YOUR ASSIGNMENT »
As soon as the line containing "mattjmcnaughton: Can you" appears in the material below, start returning lines exactly, and end with the line containing "Anyone using PSP".

SUPPLIED ENTRIES »
________________
PR #1224, opened 2019-08-29
Add exec as user KEP

max88991:
Signed-off-by: Lei Gong <lgong@alauda.io>

### DIFF
--- a/keps/sig-node/20190825-exec-as-specified-user.md
+++ b/keps/sig-node/20190825-exec-as-specified-user.md
@@ -89,7 +89,7 @@ By providing the `user` option for `exec`, users can use their own ID to enter t
 Since the container does not have a uniform `exec` format, the format of `user` should be just a string.
 
 #### Story 2
-By providing the `user` option for `exec`, user can do the auit inside the container.
+By providing the `user` option for `exec`, user can do the audit inside the container.
 
 ## Design Details
 
--- a/keps/sig-node/20190825-exec-as-specified-user.md
+++ b/keps/sig-node/20190825-exec-as-specified-user.md
@@ -1,0 +1,129 @@
+---
+title: Exec as specified user
+authors:
+  - "@max8899"
+owning-sig: sig-node
+participating-sigs:
+  - sig-cli
+  - sig-auth
+reviewers:
+  - "@smarterclayton"
+  - "@dchen1107"
+approvers:
+  - TBD
+editor: TBD
+creation-date: 2019-08-25
+last-updated: 2019-08-25
+status: implemented
+see-also:
+  - "https://github.com/kubernetes/kubernetes/issues/30656"
+  - "https://github.com/kubernetes/kubernetes/pull/81883"
+replaces:
+  - "n/a"
+superseded-by:
+  - "n/a"
+---
+
+# Exec as specified user
+
+## Table of Contents
+
+<!-- toc -->
+- [Summary](#summary)
+- [Motivation](#motivation)
+  - [Goals](#goals)
+  - [Non-Goals](#non-goals)
+- [Proposal](#proposal)
+  - [User Stories](#user-stories)
+    - [Story 1](#story-1)
+    - [Story 2](#story-2)
+- [Design Details](#design-details)
+  - [API Specification](#api-specification)
+  - [Library Specification](#library-specification)
+- [Implementation History](#implementation-history)
+<!-- /toc -->
+
+## Summary
+
+As a Kubernetes User, we should be able to specify username for the containers when doing exec, similar to how docker allows that using docker exec options `-u`, 
+```
+-u, --user="" Username or UID (format: <name|uid>[:<group|gid>]) format
+```
+
+## Motivation
+
+The root problem is lacking of standard description for the `exec` operation.
+
+OCI didn't introduce `exec` as a regular operation for container runtime[2],
+
+so when Kubernetes announce [Container Runtime Interface(CRI)](https://kubernetes.io/blog/2016/12/container-runtime-interface-cri-in-kubernetes/) in release 1.5, it became the de-facto standard of `exec`, without a `user` option.
+
+
+>  In the Kubernetes 1.5 release, we are proud to introduce the Container Runtime Interface (CRI) – a plugin interface which enables kubelet to use a wide variety of container runtimes, without the need to recompile. CRI consists of a protocol buffers and gRPC API, and libraries, with additional specifications and tools under active development. CRI is being released as Alpha in Kubernetes 1.5.
+
+But There are many container runtime implementation, e.g Docker, Kata, gVisior, most of which provide a way to enter the container as a special `user`.
+
+It is because the `exec` is basically to start a process inside the container runtime, and the [`process`](https://github.com/opencontainers/runtime-spec/blob/master/specs-go/config.go#L39) has a user definition, which is required.
+
+> User specifies specific user (and group) information for the container process
+
+It brings convenience to debugging, and users are used to it. Adding a `user` option with `exec`  in Kubernetes seems reasonable.
+
+### Goals
+
+1. Provide the ability to specify the username for a exec operation inside a container
+
+## Proposal
+
+### User Stories [optional]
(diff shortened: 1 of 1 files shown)


max88991:
@mattjmcnaughton @smarterclayton please take a look at this

keps/sig-node/20190825-exec-as-specified-user.md
```diff
@@ -0,0 +1,129 @@
+---
+title: Exec as specified user
+authors:
+  - "@max8899"
+owning-sig: sig-node
+participating-sigs:
+  - sig-cli
+  - sig-auth
+reviewers:
+  - "@smarterclayton"
```
mattjmcnaughton: Could we please add a reviewer from @kubernetes/sig-auth-api-reviews ?

keps/sig-node/20190825-exec-as-specified-user.md
```diff
@@ -0,0 +1,129 @@
...
+The root problem is lacking of standard description for the `exec` operation.
+
+OCI didn't introduce `exec` as a regular operation for container runtime[2],
+
+so when Kubernetes announce [Container Runtime Interface(CRI)](https://kubernetes.io/blog/2016/12/container-runtime-interface-cri-in-kubernetes/) in release 1.5, it became the de-facto standard of `exec`, without a `user` option.
+
+
+>  In the Kubernetes 1.5 release, we are proud to introduce the Container Runtime Interface (CRI) – a plugin interface which enables kubelet to use a wide variety of container runtimes, without the need to recompile. CRI consists of a protocol buffers and gRPC API, and libraries, with additional specifications and tools under active development. CRI is being released as Alpha in Kubernetes 1.5.
+
+But There are many container runtime implementation, e.g Docker, Kata, gVisior, most of which provide a way to enter the container as a special `user`.
```
mattjmcnaughton: To be sure I'm understanding, are you saying that this `exec as user` feature will only work for certain container runtime implementations (i.e. Docker, Kata...)?

That's interesting to me - my sense is that k8s is trying to move towards less special casing of certain container runtime implementations.

I'd be interested to hear from others in the community about the risk of increasing featuring between different container runtime implementations.

keps/sig-node/20190825-exec-as-specified-user.md
```diff
@@ -0,0 +1,129 @@
...
+
+It is because the `exec` is basically to start a process inside the container runtime, and the [`process`](https://github.com/opencontainers/runtime-spec/blob/master/specs-go/config.go#L39) has a user definition, which is required.
+
+> User specifies specific user (and group) information for the container process
+
+It brings convenience to debugging, and users are used to it. Adding a `user` option with `exec`  in Kubernetes seems reasonable.
```
mattjmcnaughton: Can you share a little bit more about the debugging experience?

What are the specific types of problems this would allow you to debug that you couldn't debug before?

I'm also curious about if some of the ideas proposed in the [Ephemeral Containers KEP](https://github.com/kubernetes/enhancements/blob/master/keps/sig-node/20190212-ephemeral-containers.md) could be helpful w.r.t. these types of debugging (cc @verb ).

keps/sig-node/20190825-exec-as-specified-user.md
```diff
@@ -0,0 +1,129 @@
...
+By providing the `user` option for `exec`, users can use their own ID to enter the container and exercise their respective rights.
+
+```
+-u, --user="" Username or UID (format: <string>]) format
+```
+
+Since the container does not have a uniform `exec` format, the format of `user` should be just a string.
+
+#### Story 2
+By providing the `user` option for `exec`, user can do the auit inside the container.
```
mattjmcnaughton: Apologies for not knowing this :) but what is `auit`?

keps/sig-node/20190825-exec-as-specified-user.md
verb: Currently we don't allow changing user in an ephemeral container, so what you get is what is in the dockerfile of the ephemeral container image. Likely some of the use cases here could be solved with an ephemeral debugging container (for example troubleshooting as root when a container image specifies a non-root user), but I see value in both approaches. They would be complementary.

I, too, would like to hear more about the debugging experience and agree that adding examples of things one cannot currently accomplish would help quite a bit.

keps/sig-node/20190825-exec-as-specified-user.md
```diff
@@ -0,0 +1,129 @@
...
+
+## Design Details
```
smarterclayton: There’s a lot of additional security protection which is required to make arbitrary exec safe, especially by username (which is only mappable inside a container).

Anyone using PSP or similar systems would need a way to control which users are allowed to exec.

The use of username is contrary to how kubernetes pods run so it needs substantially more justification.

The design would also have to take into account how windows exec would support exec, and how runtimes that don’t support exec changes would communicate that to users.

keps/sig-node/20190825-exec-as-specified-user.md
```diff
@@ -0,0 +1,129 @@
...
+OCI didn't introduce `exec` as a regular operation for container runtime[2],
+
+so when Kubernetes announce [Container Runtime Interface(CRI)](https://kubernetes.io/blog/2016/12/container-runtime-interface-cri-in-kubernetes/) in release 1.5, it became the de-facto standard of `exec`, without a `user` option.
+
+
+>  In the Kubernetes 1.5 release, we are proud to introduce the Container Runtime Interface (CRI) – a plugin interface which enables kubelet to use a wide variety of container runtimes, without the need to recompile. CRI consists of a protocol buffers and gRPC API, and libraries, with additional specifications and tools under active development. CRI is being released as Alpha in Kubernetes 1.5.
+
+But There are many container runtime implementation, e.g Docker, Kata, gVisior, most of which provide a way to enter the container as a special `user`.
+
+It is because the `exec` is basically to start a process inside the container runtime, and the [`process`](https://github.com/opencontainers/runtime-spec/blob/master/specs-go/config.go#L39) has a user definition, which is required.
```
php-coder: I'd suggest to use permanent link instead:
```suggestion
It is because the `exec` is basically to start a process inside the container runtime, and the [`process`](https://github.com/opencontainers/runtime-spec/blob/52e2591aa9f7211d64c49c4fed8691a183189284/specs-go/config.go#L39) has a user definition, which is required.
```

keps/sig-node/20190825-exec-as-specified-user.md
php-coder:
```suggestion
By providing the `user` option for `exec`, user can do the audit inside the container.
```

php-coder: It's a typo :)

keps/sig-node/20190825-exec-as-specified-user.md
```diff
@@ -0,0 +1,129 @@
...
+
+### Goals
+
+1. Provide the ability to specify the username for a exec operation inside a container
+
+## Proposal
+
+### User Stories [optional]
+
+As a Kubernetes User, I should be able to control how people can enter the container, by default kubernetes use the default user in docker image.
```
yujuhong: This doesn't control how people access the containers. They'll have to specify user name when exec'ing, or are you suggesting using PSP to further restrict users?

keps/sig-node/20190825-exec-as-specified-user.md
```diff
@@ -0,0 +1,129 @@
...
+
+#### Story 1
+By providing the `user` option for `exec`, users can use their own ID to enter the container and exercise their respective rights.
+
+```
+-u, --user="" Username or UID (format: <string>]) format
+```
+
+Since the container does not have a uniform `exec` format, the format of `user` should be just a string.
```
yujuhong: Windows does not support uid. For Linux,  kubelet uses uid when starting the containers. 
The current design may be confusing for cross-platform support.

zqzten:
@mikebrow There's a new on-going KEP: #3372. I've been watching on that but it also seems to be inactive for some while.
________________
RESPONSE BOX »
mattjmcnaughton: Can you share a little bit more about the debugging experience?

What are the specific types of problems this would allow you to debug that you couldn't debug before?

I'm also curious about if some of the ideas proposed in the [Ephemeral Containers KEP](https://github.com/kubernetes/enhancements/blob/master/keps/sig-node/20190212-ephemeral-containers.md) could be helpful w.r.t. these types of debugging (cc @verb ).

keps/sig-node/20190825-exec-as-specified-user.md
```diff
@@ -0,0 +1,129 @@
...
+By providing the `user` option for `exec`, users can use their own ID to enter the container and exercise their respective rights.
+
+```
+-u, --user="" Username or UID (format: <string>]) format
+```
+
+Since the container does not have a uniform `exec` format, the format of `user` should be just a string.
+
+#### Story 2
+By providing the `user` option for `exec`, user can do the auit inside the container.
```
mattjmcnaughton: Apologies for not knowing this :) but what is `auit`?

keps/sig-node/20190825-exec-as-specified-user.md
verb: Currently we don't allow changing user in an ephemeral container, so what you get is what is in the dockerfile of the ephemeral container image. Likely some of the use cases here could be solved with an ephemeral debugging container (for example troubleshooting as root when a container image specifies a non-root user), but I see value in both approaches. They would be complementary.

I, too, would like to hear more about the debugging experience and agree that adding examples of things one cannot currently accomplish would help quite a bit.

keps/sig-node/20190825-exec-as-specified-user.md
```diff
@@ -0,0 +1,129 @@
...
+
+## Design Details
```
smarterclayton: There’s a lot of additional security protection which is required to make arbitrary exec safe, especially by username (which is only mappable inside a container).

Anyone using PSP or similar systems would need a way to control which users are allowed to exec.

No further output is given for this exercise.